我們站在公路上,看著眼前的上百畝荒草悽悽,謀劃著怎麼來改變它讓人難受的現狀。
接到我前面提出的問題,老王隊長搖了搖頭,差點流出淚水。他以一位老退伍軍人的定力強忍著說:怎麼不想種上莊稼創收,這可是我們那幾代人用汗水和心血開掘出來的百畝良田呀,怎麼忍心天天看著它拋荒呢?
多年來,隊裡那些年富力強的,年輕一些的男男女女都出門在外打工的打工,經商的經商,在街上帶孩子的就好好帶孩子,留在家裡的就是我們這些七老八十的人,心有餘而力不足。
他伸手指向那一塊大田,我記得叫方田,四四方方的,足有一畝多,在這一片算是大田,實行聯產承包責任制後,就分給了老王隊長,也是為了照顧他,這裡離他家近,減少不少勞力。
記得兒時,這塊田是冬水田,小春是不用種的,專門用於關水蓄水供灌溉,田坎築得高高,比普通水田高出近半米。
這塊田分給我院子的一個同姓長輩,家裡男主人在新疆哈密一個柳樹泉的部隊航校當兵,做後勤工作,幹起了以前在家學的老本行,就是為官兵們理髮,聽說,由於這個技術,跟軍官們混得很熟,與後勤的關係很親近,特別是四川老鄉,經常在他家出入。
當時流行一種稻田養魚,這個冬水田魚兒又肯長,我都好幾次下田捉過魚的。
想起當時與同伴們一起捉魚,別說有多麼開心。後來那長輩的妻兒老小舉家都遷到了新疆,我的兩個哥子都去過他家,他們夠熱情的。
這個冬水田就歸集體養魚了。每到秋天將近稻子熟黃了,便要挖田溝,將水排幹,方便後面收割稻子。

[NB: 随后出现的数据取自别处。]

Issue #826, opened 2026-08-27
GCP: external L7 HTTP(S) Load Balancer front-end unimplemented


NitinKumar004:
The external L7 HTTP(S) LB chain is not served — a real user cannot stand up a working L7 LB.

Ops returning 501/405 today:
- targetHttpProxies / targetHttpsProxies (insert/get/list/delete)
- sslCertificates (insert/get/list/delete)
- instanceGroups / regionInstanceGroups (insert/get/list/delete)
- backendServices.getHealth

Chain to make functional: forwardingRule → targetHttp(s)Proxy → urlMap → backendService → instanceGroup. Known gap flagged in the pre-release acceptance audit.

NitinKumar004:
Implemented in #863: targetHttpProxies/targetHttpsProxies, sslCertificates, instanceGroups/regionInstanceGroups (+ addInstances/listInstances) wired, so the forwardingRule→targetHttpProxy→urlMap→backendService→instanceGroup chain resolves end-to-end and backendServices.getHealth reflects group membership. Managed instance groups (instanceGroupManagers) are a separate follow-up.

PR #863, opened 2026-08-28
fix(gcp-lb): serve external L7 HTTP(S) LB front-end chain (#826)

NitinKumar004:
## Summary

Completes the GCP external L7 HTTP(S) Load Balancer front-end (#826). Before this change `server/gcp/loadbalancer` only routed `backendServices` and `forwardingRules`; the target-proxy, certificate and instance-group resource types were unserved, so the `forwardingRule → targetHttpProxy → urlMap → backendService → instanceGroup` chain was severed (501/405 for a real user).

## What changed

New resource types, served through the existing opaque `GCPComputeResourceStore` (no new driver surface, so `docs/coverage` is unchanged):

- **targetHttpProxies / targetHttpsProxies** — insert/get/list/delete, plus the `setUrlMap` (both) and `setSslCertificates` (https) action verbs.
- **sslCertificates** — insert/get/list/delete (self-managed cert model).
- **instanceGroups** (zonal, unmanaged) and **regionInstanceGroups** — insert/get/list/delete, plus `addInstances` / `removeInstances` / `listInstances`. Membership is stored in the resource and drives the group's reported `size`.

Wiring:

- The chain now resolves end-to-end: a forwarding rule's `target` → proxy, the proxy's `urlMap` → url map, the url map's `defaultService` → backend service, the backend service's `backends[].group` → instance group. Every reference round-trips verbatim so a client can walk the whole chain.
- `backendServices.getHealth` reflects the referenced instance group's registered members (HEALTHY per instance), falling back to the group reference itself when empty.
- Delete is guarded by reference integrity across the chain (url-map pinned by a proxy, certificate pinned by an https proxy, instance group pinned by a backend service, proxy pinned by a forwarding rule) — real GCP's `resourceInUseByAnotherResource`.
- The compute API addresses `setUrlMap` / `setSslCertificates` with a scopeless-global URL that the shared strict parser rejects; a local `parseLBPath` fallback handles just that form for the two global target-proxy types, leaving the shared parser untouched.

Managed instance groups (`instanceGroupManagers`) are intentionally out of scope — a documented follow-up; what `backendServices` reference (unmanaged instance groups) is fully wired.

## Tests

- `TestSDKGCPL7Chain` — provisions the full chain via the real compute SDK, walks it end-to-end, registers an instance and asserts `listInstances` + `getHealth` reflect membership, checks the in-use delete guard, then tears down in order.
- `TestSDKGCPTargetHTTPSProxyWithCertificate` — HTTPS proxy bound to an SSL certificate via `setSslCertificates`, with the certificate delete-guard.
- `TestGCPRegionInstanceGroupCRUD` — regional instance-group CRUD over raw HTTP (the SDK's RegionInstanceGroups client has no Insert).

### DIFF
--- a/server/gcp/loadbalancer/handler.go
+++ b/server/gcp/loadbalancer/handler.go
@@ -34,6 +34,7 @@ package loadbalancer
 
 import (
 	"net/http"
+	"strings"
 
 	"github.com/stackshy/cloudemu/v2/server/wire/gcprest"
 	lbdriver "github.com/stackshy/cloudemu/v2/services/loadbalancer/driver"
@@ -73,12 +74,14 @@ func New(lb lbdriver.LoadBalancer) *Handler {
 // the compute handler's /operations poll route.
 func (h *Handler) SetOperationRegistry(reg *gcprest.OperationRegistry) { h.ops = reg }
 
-// Matches returns true for /compute/v1/.../backendServices|forwardingRules
-// URLs. Disjoint from the compute (instances/operations/disks/…) and networks
-// (networks/subnetworks/firewalls) handlers, so registration order is
-// unconstrained.
+// Matches returns true for the load-balancing resource types — backendServices,
+// forwardingRules, healthChecks, targetPools, urlMaps, the L7 front-end chain
+// (targetHttpProxies, targetHttpsProxies, sslCertificates) and instanceGroups /
+// regionInstanceGroups. Disjoint from the compute (instances/operations/disks/…)
+// and networks (networks/subnetworks/firewalls) handlers, so registration order
+// is unconstrained.
 func (*Handler) Matches(r *http.Request) bool {
-	rp, ok := gcprest.ParsePath(r.URL.Path)
+	rp, ok := parseLBPath(r.URL.Path)
 	if !ok {
 		return false
 	}
@@ -92,7 +95,9 @@ func (*Handler) Matches(r *http.Request) bool {
 
 	switch rp.ResourceType {
 	case resourceBackendServices, resourceForwardingRules,
-		resourceHealthChecks, resourceTargetPools, resourceURLMaps:
+		resourceHealthChecks, resourceTargetPools, resourceURLMaps,
+		resourceTargetHTTPProxies, resourceTargetHTTPSProxies, resourceSslCertificates,
+		resourceInstanceGroups, resourceRegionInstanceGroups:
 		return true
 	}
 
@@ -101,7 +106,7 @@ func (*Handler) Matches(r *http.Request) bool {
 
 // ServeHTTP routes the request based on resource type and method.
 func (h *Handler) ServeHTTP(w http.ResponseWriter, r *http.Request) {
-	rp, ok := gcprest.ParsePath(r.URL.Path)
+	rp, ok := parseLBPath(r.URL.Path)
 	if !ok {
 		gcprest.WriteError(w, http.StatusBadRequest, "invalid", "malformed path")
 		return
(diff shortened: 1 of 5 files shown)


NitinKumar004 (commented):
Reviewed at b3b76073 (worktree checkout, diff vs origin/development).

**Gates**: `go build ./...`, `go vet ./...` clean. `go test -count=1 ./server/gcp/... ./providers/gcp/... ./compat/gcp/...` all pass, including the new `TestSDKGCPL7Chain`, `TestSDKGCPTargetHTTPSProxyWithCertificate`, `TestGCPRegionInstanceGroupCRUD`. `go generate ./...` produces no diff. `golangci-lint run ./server/gcp/loadbalancer/...` reports exactly the 2 `nolintlint`/`dupl` hits the author called out at operations.go:262/413 — diffed those two function bodies (`deleteBackendService`, `deleteForwardingRule`) byte-for-byte against origin/development and they're unchanged, just shifted down by the new code above them. 0 new lint issues.

**Chain resolution**: confirmed end-to-end via `TestSDKGCPL7Chain` using the real `cloud.google.com/go/compute/apiv1` REST clients — forwardingRule.target → proxy → urlMap.defaultService → backendService.backends[].group → instanceGroup all round-trip and are walkable, `addInstances`/`listInstances`/`getHealth` reflect real membership, and the in-use delete guard fires across the whole chain (proxy pinned by forwarding rule, url map by proxy, cert by https proxy, instance group by backend service).

**parseLBPath (handler.go:195-225)**: narrow and safe. It only activates after the shared `gcprest.ParsePath` fails, requires the `/compute/v1/projects/` prefix, and only matches when `parts[1]` is exactly `targetHttpProxies` or `targetHttpsProxies` — every other resource type still 404s through the strict parser. `gcprest_test.go` (untouched by this diff) still passes, confirming the shared parser's strictness wasn't touched. One thing worth noting: the fallback isn't restricted to the `setUrlMap`/`setSslCertificates` action forms the PR description says it's "just for" — it also accepts a bare scopeless `GET`/`DELETE` on a named proxy (no action segment, `len(parts)==3`), which real GCP would 404. Harmless (it's strictly more permissive, not less strict), but worth either tightening to the two action verbs or updating the comment to match actual scope.

**Two real bugs found** (both reproduced with scratch tests against the pushed commit, not present in your test suite):

1. `backendServiceRefGroup` (server/gcp/loadbalancer/l7frontend.go:421-440), used by the instance-group delete guard, matches a referenced group purely by trailing name (`lastPathSegment(backends[j].Group) == groupName`) with no scope check. Repro: create instance group `ig` in zone `us-central1-a`, reference it from backend service `bs1`; create an unrelated instance group also named `ig` in zone `us-central1-b`; `Delete` on the zone-B group fails with `resourceInUseByAnotherResource` even though nothing references it. This is a real regression from the pattern already established two functions away in the same PR — `healthCheckInUse` (resources.go:328-354) correctly scopes via `tgs[i].Tags[bsScopeTag] != scope` before matching. `backendServiceRefGroup` should do the equivalent (compare the group reference's full zone/region + name, or at minimum the scope segment, not just the trailing name) before reporting a same-named group in a different zone/region as blocking.

2. `listScopeSegment` (server/gcp/loadbalancer/resources.go:370-376) only special-cases `ScopeGlobal`, defaulting everything else to `"regions/" + rp.ScopeName`. That was correct before this PR (only `regions` scope existed for opaque resources besides global), but this PR adds zonal `instanceGroups`, and the zonal list envelope's `id` field now reads `projects/{p}/regions/{zone}/instanceGroups` instead of `.../zones/{zone}/instanceGroups`. Confirmed via a scratch list call — item-level `selfLink`/`zone` are correct (they go through `gcprest.SelfLink`, which is scope-aware), only the collection envelope's `id` is wrong. Low real-world impact (clients don't generally parse this field) but should switch on `rp.Scope` (zones/regions/global) rather than binary global-vs-not.

Everything else — dispatch registration (registered before the compute fallback catch-all per gcp.go:202-214, disjoint resource-type set, no shadowing), regional vs. zonal scoping elsewhere, membership storage driving `size`/`getHealth`, and the documented deferral of managed instance groups (confirmed `instanceGroupManagers` isn't claimed by any handler's `Matches`, so it falls through to the compute fallback's structured error rather than being half-wired) — checks out.

Requesting changes for finding #1 (functional false-positive on a delete guard); #2 is a should-fix but non-blocking.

就在幾年前,老王隊長的幾個兒子兒媳都外出打工,只留下幾個孫兒孫女在街上讀書,家裡缺勞動力,說自己和老伴都快上八十歲了,身體一天不如一天,不能下地耕田,就按照村裡安排種上了引進的良種薄皮核桃,聽技術員說,光這塊田每年可以收入上萬元,銷售不用愁,還有外地商家來收購,根本就用不著愁銷路。
這可把老王隊說動了心,與年邁的妻子一起,在雨天披起蓑衣戴著斗笠,起早貪黑,用一天時間把鎮政府免費分下來的果樹發展專案核桃苗載完了,可腰桿痛了好幾天,膏藥貼了兩大盒。
每年打除草劑,打農藥殺蟲,四年長成了幾米高,眼看就封林了,看著開了花結了果,可盼著秋天有個好收成,但那討厭的松鼠比人還勤快,天天上樹偷吃果子,它也不嫌棄嫩核桃苦。
人一進果園,它就逃,人一出來,它又偷,一年下來,我們只在樹下零星地撿到了一箢篼核桃,不夠孩子塞牙縫。
近年來,也沒有心腸去照顧核桃,任它自生自滅,現在就成了這個樣子,雜草和野藤與核桃樹互爭地盤。
要說起當年的核桃專案,老王隊長的這個方田還算有收穫,而我二哥家在我老屋旁邊那個足有7分的柺棍田就沒有這麼幸運了,到而今那些還活著的核桃樹都不到一人高,可以說都被雜草欺得不長。
大半苗子沒能存活。幾乎就是一個荒田。對核桃專案不抱有任何期望。
楊老闆和董專家下草地裡取了一塊土壤作為標本拿回去化驗一下,等結果出來就可以確定種植何種中藥材。
我知道專家都很穩重,不會輕易給結果的。因為在我們村二隊那片近200畝的滑坡地就是個沉痛的教訓,吳老闆投資上千萬,到頭後長出的大個黃金蜜柚賣不出錢,就連送給附近老鄉們都沒人願意吃,這可把業主害慘了,五年的勞動與投資都打了水漂。
楊老闆和董專家先帶著標板離開了馬伏山,我們與老王隊長站在公路上聊起家常。